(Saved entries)
————
PR #2264, opened 2024-11-27
[Services map] Update redirection/Focus field rework

TackAdam:
### Demo:

https://github.com/user-attachments/assets/0230c798-8524-4ccc-850d-696d3b83e9ef

### Description
Updated the focus field to no longer apply a filter, it now just renders the connected services and allows the user to investigate using the focus window. The drop down now reflects the connected viewable services to switch to. The reset icon now clears the existing filter if it matches the focus field and is currently applied. The focus field is now disabled while a filter of an existing service is active.

https://github.com/user-attachments/assets/e14b2a20-f04c-4d14-95fa-9a3924392717

Clicking a service currently causes the title clicked to be set as a filter.

https://github.com/user-attachments/assets/0acd9974-5ac6-4dc6-a5e7-976dce758732

Updated behavior now re-directs the user to the corresponding service view page

https://github.com/user-attachments/assets/cd27d3ca-88c6-4866-bf3f-4dcc4a5e0524

### Check List


public/components/trace_analytics/components/services/services_table.tsx
```diff
@@ -65,20 +68,15 @@ export function ServicesTable(props: ServicesTableProps) {
...
 
   const nameColumnAction = (serviceName: string) => {
-    addFilter({
-      field: mode === 'jaeger' ? 'process.serviceName' : 'serviceName',
-      operator: 'is',
-      value: serviceName,
-      inverted: false,
-      disabled: false,
-    });
+    window.location.href = generateServiceUrl(serviceName, dataSourceMDSId[0].id);
```
ps48, line 79: The change looks good to me. Can you please add cypress tests and / or unit tests for this? Thanks!

TackAdam: Added jest test 
it('redirects to the correct URL when the service link is clicked',

public/components/trace_analytics/components/services/service_view.tsx
```diff
@@ -76,6 +77,18 @@ export function ServiceView(props: ServiceViewProps) {
...
 
+  let serviceId: string | null = null;
+
+  try {
+    const location = useLocation();
+    const params = new URLSearchParams(location?.search || '');
+    serviceId = params.get('serviceId');
+  } catch (error) {
+    serviceId = null;
+  }
```
ps48, line 88: Can we use hooks and state here to make it cleaner?

```
  const location = useLocation();

  useEffect(() => {
    try {
      const params = new URLSearchParams(location.search);
      const id = params.get('serviceId');
      setServiceId(id);
    } catch (error) {
      setServiceId(null);
    }
  }, [location]);
  ```

File: public/components/trace_analytics/components/services/services_table.tsx (hunk 1 above)
Comment (ps48) [inline public/components/trace_analytics/components/services/services_table.tsx:79]: Have we test the `generateServiceUrl` with workspaces enabled?

Comment (TackAdam) [reply public/components/trace_analytics/components/services/services_table.tsx:79]: Yes tested with enabled and disabled. Video demo above is in a workspace.

File: public/components/trace_analytics/components/services/service_view.tsx (hunk 2 above)
Comment (TackAdam) [reply public/components/trace_analytics/components/services/service_view.tsx]: Done. Thanks for the feedback =)

File: public/components/trace_analytics/components/common/plots/service_map.tsx [hunk 3]
```diff
@@ -81,6 +83,10 @@ export function ServiceMap({
   filterByCurrService?: boolean;
   includeMetricsCallback?: () => void;
   mode?: string;
+  filters: FilterType[];
+  setFilters:
+    | React.Dispatch<React.SetStateAction<FilterType[]>>
+    | ((filters: FilterType[]) => void);
```
joshuali925, line 89: curious why are both needed?

public/components/trace_analytics/components/common/plots/service_map.tsx
```diff
@@ -328,33 +291,36 @@ export function ServiceMap({
...
-          disabled: false,
-        });
+      if (focusedService !== service) {
+        const filteredGraph = getServiceMapGraph(
+          serviceMap,
+          idSelected,
+          ticks,
+          service,
+          serviceMap[service]?.relatedServices,
+          true // Enable filtering to focus on connected nodes
```
joshuali925, line 319: i didn't look into `getServiceMapGraph`, but seems `service` and `serviceMap[service]?.relatedServices` are used for filtering, and they will be absent if we don't want filtering. Then is this boolean required?

public/components/trace_analytics/components/common/plots/service_map.tsx
```diff
@@ -404,14 +366,16 @@ export function ServiceMap({
...
         idSelected,
         calculatedTicks,
-        currService,
+        focusedService ?? currService,
         serviceMap[currService!]?.relatedServices,
-        filterByCurrService
+        showRelatedServices
       )
     );
   }, [serviceMap, idSelected]);
```
joshuali925, line 381: do we need `focusedService` and `filterByCurrService` in dependency array?

public/components/trace_analytics/components/services/service_view.tsx
```diff
@@ -76,6 +77,18 @@ export function ServiceView(props: ServiceViewProps) {
   const [redirect, setRedirect] = useState(false);
   const [actionsMenuPopover, setActionsMenuPopover] = useState(false);
 
+  let serviceId: string | null = null;
+
+  try {
+    const location = useLocation();
```
joshuali925, line 83: > Location is causing the service view page to not render as it is not defined, so it needs to be within the "Try".

do you have more details on what the error is? is it happening when calling `useLocation`?

public/components/trace_analytics/components/services/service_view.tsx
```diff
@@ -76,6 +77,18 @@ export function ServiceView(props: ServiceViewProps) {
   const [redirect, setRedirect] = useState(false);
   const [actionsMenuPopover, setActionsMenuPopover] = useState(false);
 
+  let serviceId: string | null = null;
```
joshuali925, line 80: should this be a state?

public/components/trace_analytics/components/common/plots/service_map.tsx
————
• What you have to do: Give the records again, exactly as they appear.

• Answer to the problem:
PR #2264, opened 2024-11-27
[Services map] Update redirection/Focus field rework

TackAdam:
### Demo:

https://github.com/user-attachments/assets/0230c798-8524-4ccc-850d-696d3b83e9ef

### Description
Updated the focus field to no longer apply a filter, it now just renders the connected services and allows the user to investigate using the focus window. The drop down now reflects the connected viewable services to switch to. The reset icon now clears the existing filter if it matches the focus field and is currently applied. The focus field is now disabled while a filter of an existing service is active.

https://github.com/user-attachments/assets/e14b2a20-f04c-4d14-95fa-9a3924392717

Clicking a service currently causes the title clicked to be set as a filter.

https://github.com/user-attachments/assets/0acd9974-5ac6-4dc6-a5e7-976dce758732

Updated behavior now re-directs the user to the corresponding service view page

https://github.com/user-attachments/assets/cd27d3ca-88c6-4866-bf3f-4dcc4a5e0524

### Check List


public/components/trace_analytics/components/services/services_table.tsx
```diff
@@ -65,20 +68,15 @@ export function ServicesTable(props: ServicesTableProps) {
...
 
   const nameColumnAction = (serviceName: string) => {
-    addFilter({
-      field: mode === 'jaeger' ? 'process.serviceName' : 'serviceName',
-      operator: 'is',
-      value: serviceName,
-      inverted: false,
-      disabled: false,
-    });
+    window.location.href = generateServiceUrl(serviceName, dataSourceMDSId[0].id);
```
ps48, line 79: The change looks good to me. Can you please add cypress tests and / or unit tests for this? Thanks!

TackAdam: Added jest test 
it('redirects to the correct URL when the service link is clicked',

public/components/trace_analytics/components/services/service_view.tsx
```diff
@@ -76,6 +77,18 @@ export function ServiceView(props: ServiceViewProps) {
...
 
+  let serviceId: string | null = null;
+
+  try {
+    const location = useLocation();
+    const params = new URLSearchParams(location?.search || '');
+    serviceId = params.get('serviceId');
+  } catch (error) {
+    serviceId = null;
+  }
```
ps48, line 88: Can we use hooks and state here to make it cleaner?

```
  const location = useLocation();

  useEffect(() => {
    try {
      const params = new URLSearchParams(location.search);
      const id = params.get('serviceId');
      setServiceId(id);
    } catch (error) {
      setServiceId(null);
    }
  }, [location]);
  ```

File: public/components/trace_analytics/components/services/services_table.tsx (hunk 1 above)
Comment (ps48) [inline public/components/trace_analytics/components/services/services_table.tsx:79]: Have we test the `generateServiceUrl` with workspaces enabled?

Comment (TackAdam) [reply public/components/trace_analytics/components/services/services_table.tsx:79]: Yes tested with enabled and disabled. Video demo above is in a workspace.

File: public/components/trace_analytics/components/services/service_view.tsx (hunk 2 above)
Comment (TackAdam) [reply public/components/trace_analytics/components/services/service_view.tsx]: Done. Thanks for the feedback =)

File: public/components/trace_analytics/components/common/plots/service_map.tsx [hunk 3]
```diff
@@ -81,6 +83,10 @@ export function ServiceMap({
   filterByCurrService?: boolean;
   includeMetricsCallback?: () => void;
   mode?: string;
+  filters: FilterType[];
+  setFilters:
+    | React.Dispatch<React.SetStateAction<FilterType[]>>
+    | ((filters: FilterType[]) => void);
```
joshuali925, line 89: curious why are both needed?

public/components/trace_analytics/components/common/plots/service_map.tsx
```diff
@@ -328,33 +291,36 @@ export function ServiceMap({
...
-          disabled: false,
-        });
+      if (focusedService !== service) {
+        const filteredGraph = getServiceMapGraph(
+          serviceMap,
+          idSelected,
+          ticks,
+          service,
+          serviceMap[service]?.relatedServices,
+          true // Enable filtering to focus on connected nodes
```
joshuali925, line 319: i didn't look into `getServiceMapGraph`, but seems `service` and `serviceMap[service]?.relatedServices` are used for filtering, and they will be absent if we don't want filtering. Then is this boolean required?

public/components/trace_analytics/components/common/plots/service_map.tsx
```diff
@@ -404,14 +366,16 @@ export function ServiceMap({
...
         idSelected,
         calculatedTicks,
-        currService,
+        focusedService ?? currService,
         serviceMap[currService!]?.relatedServices,
-        filterByCurrService
+        showRelatedServices
       )
     );
   }, [serviceMap, idSelected]);
```
joshuali925, line 381: do we need `focusedService` and `filterByCurrService` in dependency array?

public/components/trace_analytics/components/services/service_view.tsx
```diff
@@ -76,6 +77,18 @@ export function ServiceView(props: ServiceViewProps) {
   const [redirect, setRedirect] = useState(false);
   const [actionsMenuPopover, setActionsMenuPopover] = useState(false);
 
+  let serviceId: string | null = null;
+
+  try {
+    const location = useLocation();
```
joshuali925, line 83: > Location is causing the service view page to not render as it is not defined, so it needs to be within the "Try".

do you have more details on what the error is? is it happening when calling `useLocation`?

public/components/trace_analytics/components/services/service_view.tsx
```diff
@@ -76,6 +77,18 @@ export function ServiceView(props: ServiceViewProps) {
   const [redirect, setRedirect] = useState(false);
   const [actionsMenuPopover, setActionsMenuPopover] = useState(false);
 
+  let serviceId: string | null = null;
```
joshuali925, line 80: should this be a state?

public/components/trace_analytics/components/common/plots/service_map.tsx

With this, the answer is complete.